Over the course of March we will be offering a collection of insights into the different worlds that cancer pervades, bridging creative, clinical, spiritual, scholarly and activist representations and experiences of cancer. In piecing interviews, reflections and reviews from a range of perspectives, it becomes increasingly clear that current understandings of cancer as a social phenomenon are by no means complete or fully understood. It is our hope that the generosity of our contributors will provoke a stimulating and timely discussion on the social experiences and meanings ascribed to cancer, and what the positive implications for clinical practice could entail.

The expert reviews of Frissure (2013, Collins and Jamie) by Dr Gavin Francis (General Practitioner, Edinburgh) and Ruchika Singh (Associate Professor, India) offer a balance of perspective into the embodied experience of one woman’s recovery from mastectomy and her reflections of how it ‘felt’ to have the scar, an enduring texture, explored by a surgeon and artist. The Centre for Medical Humanities has taken a great sense of pride in the publishing of Frissure following the time Kathleen Jamie spent with us as a Fellow of Durham University’s Institute of Advanced Study (IAS).
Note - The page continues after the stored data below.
PR #598, opened 2025-03-12
ignore large files with git lfs

yrkim98:
## Purpose
Ignores large binary files (like png images) in git diffs for PR's

[Git LFS docs](https://git-lfs.com/)

## Changes
will make it so that images dont add tons of lines in pr diffs
All changes were created by running `git lfs track`. We are tracking `.png` and `.jpeg` for now with git lfs

### DIFF
--- a/.gitattributes
+++ b/.gitattributes
@@ -1,0 +1,2 @@
+.png filter=lfs diff=lfs merge=lfs -text
+.jpeg filter=lfs diff=lfs merge=lfs -text


.gitattributes
```diff
@@ -0,0 +1,2 @@
+.png filter=lfs diff=lfs merge=lfs -text
```
hughes036, line 1: How does this work?  What is `lfs` and why are the filter and merge attributes needed?  Whats the text flag for?

hughes036: discussed in person

hughes036 (approved):

saeliddp (approved):

benjijamorris (approved):

PR #616, opened 2025-04-22
Fix help text

yrkim98:
## Purpose
Fixes "Help" dropdown text not showing on windows computers.
On macOs/Linux it seems like `QComboBox.setPlaceholderText()` works as intended, but PyQt5 users report that on windows `placeholderText` does not appear unless the combo box is editable. Our dropdown is not editable since it is a selection dropdown

## Changes
in src/allencell_ml_segmenter/training/model_selection_widget.py: Fixed the dropdown placeholder text by adding it as an item at index 0, which achieves the same behavior as `placeholderText` 

## Testing
Tested on windows

## How to review
One file changed


hughes036 (approved):
Looks the same ?  Sgtm.  

Using a combo as a menu is a strange choice that i made because i couldnt seem to find a menu that did what we needed.  We should make sure that qt doesnt have a better option (seems like it must)

hughes036:
checks are also failing here

Issue #234, opened 2024-04-04
Use cyto-dl overrides manager to generate overrides for prediction


yrkim98:
Training changed to use a CytoOverridesManager class to generate overrides for cyto-dl.
Use similar pattern for Predictions.

PR #625, opened 2025-05-08
Bugfix/enforce single thread osx

yrkim98:
## Purpose
Fixes an issue thao has reported on apple silicon macs- cannot use cyto-dl with `num_workers>0`

## Changes
Need to set `num_workers=0` https://stackoverflow.com/questions/64772335/pytorch-w-parallelnative-cpp206

### DIFF
--- a/src/allencell_ml_segmenter/services/prediction_service.py
+++ b/src/allencell_ml_segmenter/services/prediction_service.py
@@ -1,4 +1,5 @@
 import csv
+from sys import platform
 
 from allencell_ml_segmenter.core.subscriber import Subscriber
 from allencell_ml_segmenter.core.event import Event
@@ -174,6 +175,11 @@ class PredictionService(Subscriber):
             overrides["trainer.accelerator"] = "gpu"
         else:
             overrides["trainer.accelerator"] = "cpu"
+
+        # pytorch needs num_workers = 0 for mac osx
+        # keeps prediction on main thread
+        if platform.system() == "Darwin":
+            overrides["data.num_workers"] = 0
 
         return overrides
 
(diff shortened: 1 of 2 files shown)


src/allencell_ml_segmenter/services/prediction_service.py
```diff
@@ -175,6 +176,11 @@ def build_overrides(self, checkpoint: Path) -> dict[str, Any]:
         else:
             overrides["trainer.accelerator"] = "cpu"
 
+        # pytorch needs num_workers = 0 for mac osx
+        # keeps prediction on main thread
+        if platform.system() == "Darwin":
```
hughes036, line 181: Why do we need this in 2 places?  Does prediction not use `cyto_overrides_manager` ?

hughes036 (approved):

hughes036:
The affect of this is that data will be loaded without any parallelism, but we are talking about MAC where we are already not support GPU and this will just make the unusably bad performance slightly worse, correct?

saeliddp (approved):

src/allencell_ml_segmenter/services/prediction_service.py
yrkim98: yeah prediction does not use `cyto_overrides_manager` and we've had a ticket open to refactor that for a while [here](https://github.com/AllenCell/allencell-segmenter-ml/issues/234)

yrkim98:
> The affect of this is that data will be loaded without any parallelism, but we are talking about MAC where we are already not support GPU and this will just make the unusably bad performance slightly worse, correct?

correct. We need to emphasize this isn't the way we intend users to run our plugin. They could test on a mac but ultimately you need a windows/linux workstation with gpu.

yrkim98:
im running a final test on my computer for this- will merge in a sec and do a release- need like 30 minutes for it to complete.

Issue #627, opened 2025-05-16
Timeout function in Training causing training to fail


thao-do:
**Describe the bug**
In Training tab, if the timeout option box is checked, the training will fail. This is an existing bug since Nov 2024 and reproducible on both Mac & Windows OS.

**To Reproduce**
1. Start a new model
2. Go through Curation & into Training
3. Fill in all training params as normal, AND check the box to "timeout" and fill in the number of minutes to time out
4. Start training - a popup modal would notify user that training has failed

Console logs: 
- [old console log file - Nov 2024](https://docs.google.com/document/d/1k0IquLJHwWwyPbH3PydJb4-3wooYQ7yg_bg1fRGM1Ec/edit?usp=sharing)
- [console log file - Mac](https://docs.google.com/document/d/1ZbHT8NKEzE6zjvURY7di8DfxMW8LWM2lv3Qr1b0v9XI/edit?usp=sharing)
- [console log file - Windows](https://docs.google.com/document/d/1F3iB3b8Zk6NdLwyxoo0jxG97ooP1lkWBmGf0A74j29s/edit?usp=sharing)

**Expected behavior**
Training should run as normal and ends at the timeout specified time.

**Screenshots**
<img width="607" alt="Image" src="https://github.com/user-attachments/assets/0404f024-be9d-4bde-b19e-07c9c083bca9" />

**Describe your data (image format, 2D /3D etc.)** LaminB1 sample dataset

**Environment (please complete the following information):**
 - OS: Mac OS 13.6 (22G120), Windows OS built 20348.2655 (EC2 instance)
 - Plugin Version: 1.0.0rc8
 - PyTorch version 2.0.1 on Windows OS
 - GPU? yes on Windows OS
 - CUDA version [e.g. 10.0]

**Additional context**
We discussed to remove this feature completely, with the conditions that:
1. User should be able to estimate the time base on how long each epoch might potentially take and set the appropriate number of epoch
2. In case training needs to be stopped before it reach the set number of epoch or before the training is auto-stopped when the model performance is no longer improved, user should be able to cancel the training

yrkim98:
Looks like cyto-dl or pytorch may have changed to expect this `max_time` override in a different format. Removed in https://github.com/AllenCell/allencell-segmenter-ml/pull/628, can readd later on if needed. Haven't investigated exactly which format we need since it was removed as a non-priority funcitonality

Issue #469, opened 2024-07-25
Canceling training run while running freezes app


yrkim98:
Investiate + fix canceling a training run through the cancel button on the progress bar- this currently freezes the app.

Originally reported for a test run on Mac, now exists on test run on Windows OS / EC2 instance `winsegml2`

### Step to reproduce: 
1. Start training
2. Once the progress modal shows up, either wait for a bit (let the file cached, or let the first few epochs run) or without waiting, click the [Cancel] button below the progress bar in the modal
3. The progress modal would close, napari & the plugin look like they've returned to normal >> this part makes it look like "cancelling" works
4. Click anywhere on napari, the napari title bar would change to "Not responding"
5. Wait for a long time and the "not responding" is not resolving

thao-do:
Resurface this ticket with some additional details of steps to reproduced on the Windows OS EC2 instance

yrkim98:
I was able to recreate this.

When we cancel a training run, `QThread.terminate()` is called, which does not guarantee the thread can be killed cleanly and if terminated at certain stages of training this causes the app to freeze.

it seems like cancelling training during different steps affects whether the thread terminates successfully or not (for example, if cancelled during setup or caching -> works fine, if cancelled mid epoch -> sometime freezes, sometimes doesnt)

The **best path forward** seems to be to run the training task inside a separate process from within the thread. that process can be killed cleanly without freezing the app. we need to keep the QThread layer (rather than ditching QThread and just using a separate process) since we have signal/slot behavior (on error, on finish) expected by the UI and other parts of the app.

Some stackoverflow posts I looked at:

- https://stackoverflow.com/questions/60939559/qt-thread-execution-does-not-stop-after-exit-quit-or-terminate-was-called
- https://stackoverflow.com/questions/16246796/how-to-stop-a-qthread-from-the-gui
- https://stackoverflow.com/questions/32053618/how-to-to-terminate-process-using-pythons-multiprocessing
- https://stackoverflow.com/questions/7928044/how-to-properly-terminate-a-qthread-from-a-gui-application
- https://www.qtcentre.org/threads/15106-Terminating-QThread-error
- https://stackoverflow.com/questions/49087539/how-to-interrupt-a-script-execution-on-a-qthread-in-python-pyqt

Cancelling was removed in https://github.com/AllenCell/allencell-segmenter-ml/pull/628.

PR #628, opened 2025-05-19
Remove timeout functionality

yrkim98:
## Purpose
Seems like these no longer work- we will remove the timeout and cancel functionality. We can still specify a max number of epochs, which works.

Removing UI code but leaving everything else in case we'd like to fix and add it in the future.

**timeout** stopped working due to a cyto-dl change: looks like we need to specify max time in a different format. [ticket](https://github.com/AllenCell/allencell-segmenter-ml/issues/627)

**canceling a training run** doesnt work because QThread.terminate() cant guarantee the thread stops and doesnt release the python GIL cleanly and causes the entire app to freeze. it seems like cancelling training during different steps affects whether the thread terminates successfully or not (for example, if cancelled during setup or caching -> works fine, if cancelled mid epoch -> sometime freezes, sometimes doesnt-- which is why we previously may have thought it works fine
)
the best path forward seems to be to run the training task inside a separate process from within the thread. that process can be killed cleanly without freezing the app. we need to keep the QThread layer (rather than ditching QThread and just using a separate process) since we have signal/slot behavior (on error, on finish) expected by the UI and other parts of the app. [ticket
](https://github.com/AllenCell/allencell-segmenter-ml/issues/469#issuecomment-2895524115)
## Changes
Remove timeout and cancel functionality from UI

## Testing
Works on windows desktop, tests pass

### DIFF
--- a/src/allencell_ml_segmenter/training/view.py
+++ b/src/allencell_ml_segmenter/training/view.py
@@ -213,36 +213,6 @@ class TrainingView(View, MainWindow):
         )
         bottom_grid_layout.addWidget(self._num_epochs_input, 3, 1)
 
-        max_time_layout: QHBoxLayout = QHBoxLayout()
-        max_time_layout.setSpacing(0)
-
-        self._max_time_checkbox: QCheckBox = QCheckBox()
-        self._max_time_checkbox.setObjectName("timeoutCheckbox")
-        self._max_time_checkbox.stateChanged.connect(
-            self._max_time_checkbox_slot
-        )
-        max_time_layout.addWidget(self._max_time_checkbox)
-
-        max_time_left_text: QLabel = QLabel("Time out after")
-        max_time_layout.addWidget(max_time_left_text)
-
-        self._max_time_in_minutes_input: QLineEdit = QLineEdit()
-        self._max_time_in_minutes_input.setObjectName("timeoutMinuteInput")
-        self._max_time_in_minutes_input.setEnabled(False)
-        self._max_time_in_minutes_input.setMaximumWidth(30)
-        self._max_time_in_minutes_input.setPlaceholderText("30")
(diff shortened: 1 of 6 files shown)


src/allencell_ml_segmenter/training/view.py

With support from the Wellcome Trust and IAS, this remarkable book was published in limited edition by Birlinn and is available for £15.

A discussion of the social and shared experience of cancer would be incomplete without drawing on the vocal and bold movement of cancer activism, provided by Dr Grazia De Michele.

The collection will later feature a review of Malignant: How Cancer Becomes Us by Dr Columbia Quigley, an account of cancer treatment and prevention in marginal and minority groups in Australia by Dr Muiris Houston, and an interview with a chaplaincy team serving a paediatric ward which will offer a generous insight into the experience of cancer in childhood and adolescence.

You are invited to not only read and reflect on this collection, but also comment and contribute through our reinvigorated CMH site – a creative platform which continues to push the boundaries of academic enquiry. We anticipate that the unfolding discussion will offer a fresh understanding to those interacting with cancer.